Hi Zion - you are definitely welcome here! :D This really is a friendly place to be, as well as being very informative. Enjoy your stay!


----------



## zion15 (May 11, 2005)

thanks chrislight, good to hear that


----------



## Jackull (May 11, 2005)

Hello Zion,

Welcome.. I agreed with chrislight. Hope you enjoy, share & learn from this forum like all of us here.

JACKuLL 8)


----------



## Frederick Russ (May 11, 2005)

Welcome to VI Zion!


----------



## zion15 (May 11, 2005)

thank you jackull and frederick! :D


----------



## Edgen (May 11, 2005)

welcome to zion. no. wait.
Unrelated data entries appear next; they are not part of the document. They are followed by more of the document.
PR #4783, opened 2021-01-04
AK: Add default memory order as template argument for Atomic<T>

tomuta:
This is useful for collecting statistics, e.g.
Atomic<unsigned, MemoryOrder::memory_order_relaxed> would allow
using operators such as ++ to use relaxed semantics throughout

Welcome Zion!  wrong movie.

/j


----------



## Herman Witkam (May 12, 2005)

Hellsinki huh? that bad huh? :D 

Welcome to VI!


----------



## zion15 (May 12, 2005)

heh - helsinki, finland is actually a pretty nice and peaceful place to live in, just a little play on words. thanks for the welcome, edgen and herman, nice to "meet" you! :wink: 

and herman: thanks a LOT for your work with the R.A.W. sounds. i've been using some of them in my unfinished compositions lately and they rock. if i ever get any of them finished, i'll have to post something to you.


----------



## Sid_Barnhoorn (May 12, 2005)

Ey Zion,

Welcome to V.I.!

Cheers,


----------



## Herman Witkam (May 12, 2005)

zion15 said:


> heh - helsinki, finland is actually a pretty nice and peaceful place to live in, just a little play on words. thanks for the welcome, edgen and herman, nice to "meet" you! :wink:
> 
> and herman: thanks a LOT for your work with the R.A.W. sounds. i've been using some of them in my unfinished compositions lately and they rock. if i ever get any of them finished, i'll have to post something to you.



Yeah - I know a Fin who moved back there, so I figured it would be a great place to live.

If you get one of them finished I'll have a listen :wink:


----------